# Big Thompson River and RMNP Colorado



## SeaOx 230C (Aug 12, 2005)

Stayed several days on the Big Thompson River near Estes Park and did a little fishing. This was my second attempt to fly fish for trout.


Fly fishing is not easy!!!!!! But it is sooooooo addicting!!!!!!!!!


Even though I got skunked I can't wait to go again.


Having fished all your life helps a little when it comes to finding fish and things like that. However when it comes to getting a free stone river wild trout to take a fly it's a whole different thing.


It can be very frustrating when you can see these fish and not make them bite.




Rod/Reel/Line: Cabela's 8'6" 5wt
Leader: 5X
Tippet: 5X and 3X
Flies: Para Adams, Elk Hair caddis, zebra midge, pheasant tail, copper john.


First afternoon I hit the Big T across the road from the cabin we stayed in, I was the third person I saw try this stretch so I did not expect much. I did not even see a fish, got no takes.


Next morning same location I saw several trout and had a take on a #18 parachute Adams. Pretty cool!!!!! There was this large boulder midstream and I just knew there had to be a fish there. I made several drifts and then bam there he was. I was excited as it was my first take on a dry fly.


I missed the take but it was still awesome to see the fish rise to the surface and try and eat my fly.


Hit a spot in RMNP that was very secluded only one other fisherman around. I had two takes and hooked one. The one I had on for a bit jumped, got me tangled in an over hang and got off. The other I flat missed the bite. I worked a pool that had several larger browns in it with no takes. I tied on a black bead head wooly bugger and got several to swim up to it and look but no takers. 


I don't now what I was doing wrong but I know I will be back and do it again.


I do know that I need to practice casting a lot more. Especially the roll cast, I can do it easily but need to get more accurate. I think that some of my issue is making too many casts before getting on target. By the time I hit my target I'm sure the fish knew I was there.


Lot's of wonderful sights to see gorgeous views every where you look.
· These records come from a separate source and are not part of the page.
PR #302, opened 2016-03-23
add check if the submitted filename is a directory

alebaffa:
I tried to add some tests, but I didn't know if to add a new one into_ paths/paths_test.go_ (so basically to testing the function _IsDir()_), or create a new _cmd/submit_test.go_. 
Let me know if you need a test.

### DIFF
--- a/cmd/submit.go
+++ b/cmd/submit.go
@@ -9,6 +9,7 @@ import (
 	"github.com/codegangsta/cli"
 	"github.com/exercism/cli/api"
 	"github.com/exercism/cli/config"
+	"github.com/exercism/cli/paths"
 )
 
 // Submit posts an iteration to the API.
@@ -58,6 +59,10 @@ func Submit(ctx *cli.Context) {
 
 		if isREADME(filename) {
 			log.Fatal("You cannot submit the README as a solution.")
+		}
+
+		if paths.IsDir(filename) {
+			log.Fatal("Please specify each file that should be submitted, e.g. `exercism submit file1 file2 file3`.")
 		}
 
 		file, err := filepath.Abs(filename)


cmd/submit.go
```diff
@@ -60,6 +61,10 @@ func Submit(ctx *cli.Context) {
 			log.Fatal("You cannot submit the README as a solution.")
 		}
 
+		if paths.IsDir(filename) {
+			log.Fatal("You cannot submit a directory. Submit only the solution file.")
```
kytrinyx: You can submit more than one file.

How about:

```
Please specify each file that should be submitted, e.g. `exercism submit file1 file2 file3`.
```

kytrinyx:
No, don't worry about a test. Eventually we'll be adding tests for the commands, but it's going to take some thought to get it right.

alebaffa:
Just for my curiosity: what are the considerations you are making for the tests for the commands? (don't know if it's the right place to ask it.. :P )

Tonkpils:
> what are the considerations you are making for the tests for the commands?

We are using a 3rd party library to handle the CLI interface. In order to test the commands we have to mock the argument passed into the command functions which would require a change of signature of all the functions to pass an interface of our own. However, the CLI package takes a specific struct which doesn't allow for this kind of change. 

Unless that's changed in the CLI package, that's the one thing stopping us from writing tests around the commands.

kytrinyx:
This looks good to me. Would you mind squashing the commits, please?

alebaffa:
Voila :)

kytrinyx:
Lovely, thank you!

mhelmetag:
Fixes #302

PR #312, opened 2016-04-29
Add newline when printing usage

jppunnett:
A little thing, but annoying nonetheless: added newline to avoid command prompt being shifted to right when running `exercism list` and it displays usage.


kytrinyx:
Nice catch, thank you!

Will be heading back in mid November to try it again!!!!!


----------



## Kewlbreeze (Mar 15, 2019)

Sea oX, 

false casting is the bane of flyfishing. Your goal should be to make one to two false casts and then lay the fly out. Yes, it scares the fish and gets you tired. 
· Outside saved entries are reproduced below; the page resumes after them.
PR #319, opened 2016-05-09
Fix related solutions link

jbranchaud:
The first part of the link is missing an initial forward slash.

### DIFF
--- a/cmd/submit.go
+++ b/cmd/submit.go
@@ -100,5 +100,5 @@ func Submit(ctx *cli.Context) {
 	}
 
 	fmt.Printf("Your %s solution for %s has been submitted. View it here:\n%s\n\n", submission.Language, submission.Name, submission.URL)
-	fmt.Printf("See related solutions and get involved here:\n%stracks/%s/exercises/%s\n\n", c.API, iteration.TrackID, iteration.Problem)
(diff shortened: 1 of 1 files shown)


Tonkpils:
Thanks for this! 

I think we should write a method that returns a standardized URL from the configuration or at least it standardizes it when it reads it from the configuration file (with or without `/` suffix) so that we don't run into these situations in the future and since this can be set on the configuration file.

kytrinyx:
Agreed. @jbranchaud do you want to tweak this PR to handle both cases?

jbranchaud:
Yes, I'll try to update the PR accordingly.

@Tonkpils what is "the configuration" that you are referring to above?

Tonkpils:
the `.exercism.json` file contains the API urls used by the client and gets passed around through all the commands as the `Configure` struct.

kytrinyx:
This is becoming pretty critical to solve—we get new bug reports about it on a daily basis.

@jbranchaud do you still want to take a stab at this? If so, would you be able to do it in the next few days? If not I think one of the @exercism/cli-committers needs to just go ahead and do it.

Tonkpils:
@kytrinyx I was about to pick off this commit and add the extra functionality if that's ok with @jbranchaud

kytrinyx:
@Tonkpils I'd appreciate that. Once that's done I'll cut a new release.

Tonkpils:
Closing this in favor of https://github.com/exercism/cli/pull/328

PR #322, opened 2016-05-18
Explain how to run the tests locally

jbranchaud:
I'm not sure if I got the wording quite right, but I think it's useful to note (in the `README`) how to run the tests locally.

I got this from the `.travis.yml` file. Perhaps there is a different, preferred way of running the tests for this project?

### DIFF
--- a/README.md
+++ b/README.md
@@ -32,6 +32,8 @@ Follow the directions on http://golang.org/doc/install
 
 Please provide tests for the changes where possible.
 
+To run the tests locally, use `go test $(go list ./... | grep -v /vendor/)`.
+
 At the moment the CLI commands are not tested, so if you're adding a new
 command don't worry too hard about tests.
 


lcowell:
Thanks! This definitely works and is the only way I'd know to do ti too. It feels a little onerous. Using a tool like `gb` would allow us to simply say `gb test`. Anyone else know a simpler way to call the tests?

Tonkpils:
@jbranchaud @lcowell `go test ./...` works just fine for me. It doesn't seem like `vendor` folder includes any test files maybe `godep` handles this when vendoring?

Tonkpils:
Yeah, it seems you have to explicitly vendor with a `-t` flag when saving deps if you want to include test files with Godep so the instructions should just be `go test ./...` https://github.com/tools/godep#how-to-use-godep-with-a-new-project

Tonkpils:
Closed by https://github.com/exercism/cli/commit/4edbbc88f48c4dfd872060febc94d6d6c3a110b9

In dry fly fishing the goal is to lay the fly out above the water and let it drop down with little to no commotion. 

No so important with any subsurface flies (I suggest using a little bobber for nymph fishing - they make it much easier. 
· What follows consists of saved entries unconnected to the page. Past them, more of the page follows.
PR #323, opened 2016-05-20
add a slash between the API url and the rest of the track path

rousisk:
Hi folks,

Just installed the cli and tried a golang exercise. After submitting my first solution, I got the following output:

```
See related solutions and get involved here:
http://exercism.iotracks/go/exercises/hello-world
```

As you can see, there is a missing slash between the tld and the rest of the path. 

This patch, hopefully, fixes that. Since this is my first touch with golang, I wasn't sure how to test my change :-)


Tonkpils:
@rousisk thanks for taking the time to work on this. This is actually a duplicate of https://github.com/exercism/cli/pull/319

rousisk:
I checked the issues first but not the open PRs... Sorry for the duplication!

PR #324, opened 2016-05-27
update codegangsta/urfave url

blackerby:
Minor, but seems worth doing: https://github.com/urfave/cli#cli


kytrinyx:
I agree that we should do this. You will need to update Godeps and the vendored library as well.

Tonkpils:
Closing this since #333 was merged

Issue #327, opened 2016-05-29
`exercism submit` prints incorrect link for related solutions


AlexLov:
Example:

~~~
~/exercism/go/leap/ ❯ exercism submit leap.go
Your Go solution for Leap has been submitted. View it here:
http://exercism.io/submissions/7a94905ea232476b894ca9aed87e2e2b

See related solutions and get involved here:
http://exercism.iotracks/go/exercises/leap
~~~

Where http://exercism.iotracks/go/exercises/leap should be http://exercism.io/tracks/go/exercises/leap
Lost '/' between exercism.io and tracks.

I've fixed it by changing api address in ~/.exercism.json:
from 
"api": "http://exercism.io"
to
"api": "http://exercism.io/"

But submit command should print correct link in both cases.

Tonkpils:
We are working on a fix for this https://github.com/exercism/cli/pull/319

PR #328, opened 2016-05-29
append solution URL path consistently

Tonkpils:
URL.Path adds the trailing '/' between the hostname and the path if it doesn't exist

Fixes https://github.com/exercism/cli/issues/327


kytrinyx:
Thank you!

Just remember when casting the rod tip goes back and forth in a straight line from the 10:00 o'clock position to the 1:00 o'clock position. The key is the abrupt stop at each end of the cast - that is how you transfer the power of the rod to theflyline. Get someone locally to show you how to double haul and all will become much easier - not so much false casting and much more distant. It is like riding a bike - once you do it once right - it becomes second nature. 

Keep it up!

Dennis
don't forget that saltwater fish eat flies too!!!


----------



## SeaOx 230C (Aug 12, 2005)

Thanks for the tips!!!

I will be heading back in November to try again.


----------